800 kya. Spain. All specimens are from Atapuerca, and were assigned the new species name Homo antecessor in 1997.

The first hominins in Europe. Some consider this material to be Heidelbergensis.

Its brow-ridges are double-arched (as is the case with Chinese Erectus and the Neanderthals), and it has triple-rooted molars, a trait recognized in Ergaster. Antecessor has been dated to greater than 780,000 years, but that date has since been revised closer to 800,000 years.

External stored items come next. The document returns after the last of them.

PR #1444, opened 2021-11-08
Don't request tests for some commment-only changes

stuartmorgan:
Adds the ability to recognize PRs that only change single-line comments,
and exempts them from test requests.

- Currently only handles a specific set of languages that use `//`.
- Makes no attempt to handle multi-line (`/* */`) blocks, so tests will
  still sometimes be requested for comment-only changes (e.g., to
  Javadoc comments).
- Currently enabled only for flutter/plugins and flutter/packages in
  order to evaluate it before rolling it out to other repositories.

## Pre-launch Checklist

- [x] I signed the [CLA].

### DIFF
--- a/app_dart/lib/src/request_handlers/github_webhook.dart
+++ b/app_dart/lib/src/request_handlers/github_webhook.dart
@@ -398,7 +398,7 @@ class GithubWebhook extends RequestHandler<Body> {
           !filename.contains('.ci/') &&
           !filename.contains('.github/') &&
           !filename.endsWith('.md')) {
-        needsTests = true;
+        needsTests = !_allChangesAreCodeComments(file);
       }
 
       // See https://github.com/flutter/flutter/wiki/Plugin-Tests for discussion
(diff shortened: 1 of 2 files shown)


app_dart/lib/src/request_handlers/github_webhook.dart
```diff
@@ -515,4 +515,50 @@ class GithubWebhook extends RequestHandler<Body> {
...
+      'dart',
+      'java',
+      'kt',
+      'm',
+      'mm',
+      'swift',
+    };
+    final String filename = file.filename!;
+    final String? extension = filename.contains('.') ?
+      filename.split('.').last.toLowerCase() : null;
```
Hixie, line 546: do we need the toLowerCase?

app_dart/lib/src/request_handlers/github_webhook.dart
```diff
@@ -515,4 +515,50 @@ class GithubWebhook extends RequestHandler<Body> {
...
+    if (extension == null || !codeExtensions.contains(extension)) {
+      return false;
+    }
+
+    // Only handle single-line comments; identifying multi-line comments
+    // would require the full file and non-trivial parsing.
```
Hixie, line 552: This also doesn't notice changes that only affect the commend side of a line with code and a trailing comment (which is perfectly fine, just saying we might want to mention that here in case someone is confused about it).

Hixie:
> * Currently enabled only for flutter/plugins and flutter/packages in
>   order to evaluate it before rolling it out to other repositories.

Is this true? I couldn't see where in the PR that was implemented.

Hixie (approved):
This is great!

LGTM

Hixie:
fyi @Piinks since you worked in this area in the past and may have opinions

app_dart/lib/src/request_handlers/github_webhook.dart
stuartmorgan: Good point, added that to the comment.

stuartmorgan:
> > * Currently enabled only for flutter/plugins and flutter/packages in
> >   order to evaluate it before rolling it out to other repositories.
> 
> Is this true? I couldn't see where in the PR that was implemented.

Line 401 is in a function that is specific to those repos. Since the existing pattern was that flutter/engine and flutter/flutter had completely separate functions, I did the same for packages+plugins when I enabled it. I think there's definitely room to refactor to combine things though.

Do you want me to enable this for flutter/flutter? I could add that here, I just figured it might be good to try it out in a smaller environment first.

Hixie:
Totally fine with starting small to test it. This will be hugely valuable, I think. Especially on flutter/flutter, there's a lot of contributions that are purely docs.

PR #2872, opened 2023-06-28
Adjust to new priority schemes

Hixie:
We recently changed the priority labels. This updates code in cocoon accordingly.


keyonghan (approved):
LGTM

PR #2875, opened 2023-06-28
Replacing luci-flutter with tree-status as context name in GitHub presubmit

keyonghan:
Part of https://github.com/flutter/flutter/issues/92931

Follow up is to clean up old `luci-flutter`/`luci-engine` names from auto-submit.


ricardoamador (approved):
LGTM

The discoverers of this new species argue that it is descended from African Ergaster, and is the common ancestor of on the one hand the Neanderthals (via Heidelbergensis), and on the other Sapiens. These interpretations have been contested. In a variety of respects, particularly the area of the face around the nose, Antecessor resembles Sapiens more closely than anything else of comparable age does. There is little evidence however of any lineal connection to later populations in Europe, especially the Neanderthals. These fossils possibly represent an initial attempt to colonize Europe that failed.

References:
Modern Human Origins – Homo antecessor
Book: Extinct Humans, Tattersall & Schwartz
Steven Heslip – Homo antecessor

Homo erectus

1.8 to 0.03 mya. East Asia. About 40 individuals found in Java and 40 in China. The first early human fossil found outside of Europe was the famous Trinil 2 fossil skullcap from the Solo River in Java.

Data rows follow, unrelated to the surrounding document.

PR #2906, opened 2023-06-30
Add team label to flaky pull requests

keyonghan:
Fixes: https://github.com/flutter/flutter/issues/112891

### DIFF
--- a/app_dart/lib/src/service/github_service.dart
+++ b/app_dart/lib/src/service/github_service.dart
@@ -153,6 +153,20 @@ class GithubService {
     );
   }
 
+  /// Adds labels to an issue.
+  ///
+  /// A pull request is an issue. This works for pull requests as well.
+  Future<List<IssueLabel>> addIssueLabels(
+    RepositorySlug slug,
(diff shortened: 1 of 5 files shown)


app_dart/lib/src/service/github_service.dart
```diff
@@ -153,6 +153,20 @@ class GithubService {
...
 
+  /// Adds labels to an issue.
+  ///
+  /// A pull request is an issue. This works for pull requests as well.
+  Future<List<IssueLabel>> addIssueLabels(
+    RepositorySlug slug,
+    int issueNumber,
+    List<String> labels,
+  ) async {
+    ArgumentError.checkNotNull(slug);
```
ricardoamador, line 164: Does this throw? I am assuming this is similar to using assert?

ricardoamador (approved):
LGTM

app_dart/lib/src/service/github_service.dart
keyonghan: Yes. Exactly.

PR #2916, opened 2023-07-06
Fix the Merge check from using stale data before attempting to merge in Autosubmit

ricardoamador:
Almost all places in autosubmit are using the newest data via a query to the graphql api, however one spot was causing an issue with mergeability as it was still using stale data from the original PR message. This fix addresses that so that we are not blocking on the very last mergeability check.

Fixes https://github.com/flutter/flutter/issues/130089

## Pre-launch Checklist

- [x] I signed the [CLA].


auto_submit/lib/service/validation_service.dart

"Java Man" was named Pithecanthropus erectus by its discoverer Eugene Dubois. The Zhoukoudian, China fossils were originally named Sinanthropus pekinensis.

Homo erectus used to be thought of as evolving in Africa and migrating from there to Europe and Asia. Recently, the term Homo ergaster has come into use to refer to the African portion of that population, with Homo erectus denoting the Asian descendants and Homo heidelbergensis denoting the European descendants. The new narrowly Asiatic definition is used here.

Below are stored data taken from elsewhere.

PR #2934, opened 2023-07-14
Skip scheduling recent failed tasks if an earlier task is already InProgress

keyonghan:
Fixes: https://github.com/flutter/flutter/issues/110716

### DIFF
--- a/app_dart/lib/src/service/scheduler/policy.dart
+++ b/app_dart/lib/src/service/scheduler/policy.dart
@@ -2,6 +2,8 @@
 // Use of this source code is governed by a BSD-style license that can be
 // found in the LICENSE file.
 
+import 'dart:math' as math;
+
 import 'package:cocoon_service/src/service/datastore.dart';
 
 import '../../model/appengine/task.dart';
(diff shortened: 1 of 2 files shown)


ricardoamador (approved):
LGTM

Erectus was thought to have disappeared as other populations of archaic Homo evolved roughly 400,000 years ago. But this is apparently not the case: recent studies of the stratigraphy of the Java Homo erectus sites have dated the deposits thought to contain Homo erectus bones near the Solo River in Java to only 50,000 years ago. This would mean that at least one population of Homo erectus in Java was a contemporary of modern humans.

Erectus had a long skull with thick cranial walls. The back of the skull had a protruberance known as a transverse torus. Over the eyes was a prominent brow-ridge. Erectus had teeth nearly identical to modern humans, although the cheek teeth are larger and the jawbone was more robust albeit showing no chin. Homo erectus had a more robust face than ergaster. Cranial capacities of Erectus average around 1000 cc – far greater than earlier australopiths and even early Homo.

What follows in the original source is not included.